§ **What you will do**: Here are the records. Write out exactly the lines between the one holding "description: NSX Project" and the one holding "-771,7 +771,6 @@ _Appears in:_", inclusive.

§ **The data**:
PR #1468, opened 2026-06-12
Add loadBalancerVPC/ipblock for vpcnetworkconfiguration/IPAddressAllocation CRD

TaoZou1:
Introduce the `loadBalancerVPC` field to the VPCNetworkConfiguration Spec. 
This allows users to specify an alternative NSX Policy path for a dedicated VPC 
to host load balancer resources (such as VIP and LB pools) instead of using the 
default/current VPC associated with the Namespace.

Introduce the `ipBlock` field to the IPAddressAllocation Spec.
This allows users to specify an alternative NSX Policy path for an IP block
to be used for the IP address allocation.

### DIFF
--- a/build/yaml/crd/vpc/crd.nsx.vmware.com_ipaddressallocations.yaml
+++ b/build/yaml/crd/vpc/crd.nsx.vmware.com_ipaddressallocations.yaml
@@ -90,6 +90,13 @@ spec:
                 x-kubernetes-validations:
                 - message: Value is immutable
                   rule: self == oldSelf
+              ipBlockName:
+                description: IPBlockName specifies name of the IPBlock to allocate
+                  IP addresses.
+                type: string
+                x-kubernetes-validations:
+                - message: Value is immutable
+                  rule: self == oldSelf
               ipv6AllocationPrefixLength:
                 description: |-
                   IPv6AllocationPrefixLength specifies the prefix length of IPv6 addresses.
--- a/pkg/apis/vpc/v1alpha1/ipaddressallocation_types.go
+++ b/pkg/apis/vpc/v1alpha1/ipaddressallocation_types.go
@@ -77,6 +77,10 @@ type IPAddressAllocationSpec struct {
 	// +kubebuilder:default=IPv4
 	// +kubebuilder:validation:XValidation:rule="self == oldSelf",message="Value is immutable"
 	IPAddressType IPAllocationAddressType `json:"ipAddressType,omitempty"`
+	// IPBlockName specifies name of the IPBlock to allocate IP addresses.
+	// +optional
+	// +kubebuilder:validation:XValidation:rule="self == oldSelf",message="Value is immutable"
+	IPBlockName string `json:"ipBlockName,omitempty"`
 }
 
 // IPAddressAllocationStatus defines the observed state of IPAddressAllocation.
--- a/pkg/apis/vpc/v1alpha1/vpcnetworkconfiguration_types.go
+++ b/pkg/apis/vpc/v1alpha1/vpcnetworkconfiguration_types.go
@@ -47,6 +47,10 @@ type VPCNetworkConfigurationSpec struct {
 	// +kubebuilder:validation:Minimum:=2
 	// +kubebuilder:validation:Maximum:=127
 	DefaultIPv6PrefixLength int `json:"defaultIPv6PrefixLength,omitempty"`
+
+	// NSX Policy path of the Load Balancer VPC. If set, load balancer resources (such as virtual servers and LB pools) of the Namespace will be created on this VPC's load balancer, instead of the Namespace's primary VPC.
+	// +optional
+	LoadBalancerVPC string `json:"loadBalancerVPC,omitempty"`
 }
 
 // SharedSubnet defines the information for a Subnet shared with vSphere Namespace.
--- a/build/yaml/crd/vpc/crd.nsx.vmware.com_vpcnetworkconfigurations.yaml
+++ b/build/yaml/crd/vpc/crd.nsx.vmware.com_vpcnetworkconfigurations.yaml
@@ -71,6 +71,12 @@ spec:
                 items:
                   type: string
                 type: array
+              loadBalancerVPC:
+                description: NSX Policy path of the Load Balancer VPC. If set, load
+                  balancer resources (such as virtual servers and LB pools) of the
+                  Namespace will be created on this VPC's load balancer, instead of
+                  the Namespace's primary VPC.
+                type: string
               nsxProject:
                 description: NSX Project the Namespace is associated with.
                 type: string
--- a/docs/ref/apis/vpc.md
+++ b/docs/ref/apis/vpc.md
@@ -771,7 +771,6 @@ _Appears in:_
 | `enabled` _boolean_ | Activate or deactivate static IP allocation for VPC Subnet Ports.<br />If the DHCP mode is DHCPDeactivated or not set, its default value is true.<br />If the DHCP mode is DHCPServer, its default value is false.<br />If the DHCP mode is DHCPRelay, its default value is false. |  |  |
 | `poolRanges` _string array_ | PoolRanges specifies the IP address ranges for static IP allocation.<br />Each entry is either a single IP address (e.g. "192.168.1.5") or a<br />dash-separated range (e.g. "192.168.1.10-192.168.1.20"). Both IPv4 and<br />IPv6 entries may appear in a single list.<br />Example value: ["192.168.1.1", "192.168.1.3-192.168.1.100"] |  | Optional: \{\} <br /> |
 
-
 #### StaticIPAllocationType
 
 _Underlying type:_ _string_
@@ -1412,6 +1411,7 @@ _Appears in:_
 | `defaultSubnetSize` _integer_ | Default size of IPv4 Subnets.<br />Defaults to 32. | 32 | Maximum: 65536 <br /> |
 | `dnsZones` _string array_ | DNSZones specifies the list of permitted DNS zones, identified by their NSX paths. |  |  |
 | `defaultIPv6PrefixLength` _integer_ | Default prefix length of IPv6 Subnets.<br />Defaults to 64. | 64 | Maximum: 127 <br />Minimum: 2 <br /> |
+| `loadBalancerVPC` _string_ | NSX Policy path of the Load Balancer VPC. If set, load balancer resources (such as virtual servers and LB pools) of the Namespace will be created on this VPC's load balancer, instead of the Namespace's primary VPC. |  |  |
 
 
 #### VPCNetworkConfigurationStatus
--- a/docs/ref/apis/vpc.md
+++ b/docs/ref/apis/vpc.md
@@ -121,7 +121,7 @@ _Appears in:_
 | --- | --- | --- | --- |
 | `type` _[ConditionType](#conditiontype)_ | Type defines condition type. |  |  |
 | `status` _[ConditionStatus](https://kubernetes.io/docs/reference/generated/kubernetes-api/v1.24/#conditionstatus-v1-core)_ | Status of the condition, one of True, False, Unknown. |  |  |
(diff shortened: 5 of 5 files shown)


pkg/apis/vpc/v1alpha1/vpcnetworkconfiguration_types.go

§ **Answer**:
                 description: NSX Project the Namespace is associated with.
                 type: string
--- a/docs/ref/apis/vpc.md
+++ b/docs/ref/apis/vpc.md
@@ -771,7 +771,6 @@ _Appears in:_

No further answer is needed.